What is vulnerability intelligence?
Vulnerability intelligence refers to the identification, analysis and prioritisation of computer flaws and vulnerabilities that may pose a cybersecurity risk to organisations. This involves collecting information on known and potential vulnerabilities in various hardware and software systems – including operating systems, applications and network devices – and providing actionable insights to organisations.
These insights help organisations proactively manage their security risks and improve security measures. As a result, vulnerability intelligence is a critical component of any comprehensive cybersecurity programme that aims to protect digital assets and prevent security breaches.

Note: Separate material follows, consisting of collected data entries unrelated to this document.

PR #13367, opened 2026-05-20
docs(evals): add guide for writing a judge prompt template

seldo:
## Summary

Adds a **"Writing a prompt template"** section to the evals [prompt-formats](docs/phoenix/evaluation/how-to-evals/prompt-formats.mdx) page. It walks through the five elements of an effective judge prompt:

- **Define the judge's role** — give domain context about expected inputs and outputs
- **Explicit criteria** — concrete pass/fail criteria instead of aspirational language
- **Include labeled data** — clearly delimit runtime variables (e.g. `[BEGIN DATA]` blocks or XML tags)
- **Add examples** — pattern-match passing/failing outputs, labeled to avoid confusion
- **Constrain the output** — a simple one-word response mapped to `choices`/scores

## Test plan

- [ ] Docs-only change; verify rendering in the Mintlify preview

### DIFF
--- a/docs/phoenix/evaluation/how-to-evals/prompt-formats.mdx
+++ b/docs/phoenix/evaluation/how-to-evals/prompt-formats.mdx
@@ -152,11 +152,11 @@ All formats support variable substitution. Python supports both f-string (`{vari
 
 # Writing a prompt template
 
-A successful judge prompt template has five elements:
+A successful judge prompt template has four elements:
 
 ## Define the judge's role
 
-In the first part of your prompt, define the judge's role. This consists of giving it domain context: tell it what kind of inputs you're expecting and what the output it will be judging is supposed to accomplish. Framing like "you are an expert evaluator" is common but not critical; instead focus on saying what the inputs and outputs are.
+In the first part of your prompt, define the judge's role. Avoid framing like "you are an expert evaluator": it rarely helps and can sometimes make results worse. Instead, focus on giving the judge context — what type of system it is evaluating, what industry or domain that system operates in, and what the judge's task is. For example, telling the judge "you are identifying issues with the relevance of an agent's responses so we can improve the experience for our users" establishes the system under evaluation, the quality dimension you care about, and the goal of the evaluation.
 
 ## Explicit criteria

What are common vulnerabilities?
Common vulnerabilities that are tracked through vulnerability intelligence include:
- Software vulnerabilities - These are weaknesses or flaws in software code that can be exploited by attackers to gain unauthorised access or control of a system
- Hardware vulnerabilities - This includes weaknesses or flaws in the physical components of a system, such as a processor or memory chip, that can be exploited by attackers to gain access or control
- Configuration vulnerabilities - These are weaknesses or flaws in the way that a system is set up that can make it more susceptible to attacks
- Zero-day vulnerabilities - previously unknown vulnerabilities that can be exploited by attackers before a patch or fix is available
- Proof-of-concept exploits (PoC) - A PoC exploit is a code snippet or a malicious program that is designed to exploit a security vulnerability with the goal of showing that it can be exploited
How does vulnerability intelligence differ from threat intelligence?
Vulnerability intelligence and threat intelligence are separate but related types of intelligence. Threat intelligence is comprised of insights on existing or emerging cyber threats to organisations. Vulnerability intelligence is a type of threat intelligence that is focused on the aggregation or dissemination of information about computer vulnerabilities. Cyber threats vulnerabilities intelligence helps security professionals and systems administrators make informed decisions to reduce vulnerability risks.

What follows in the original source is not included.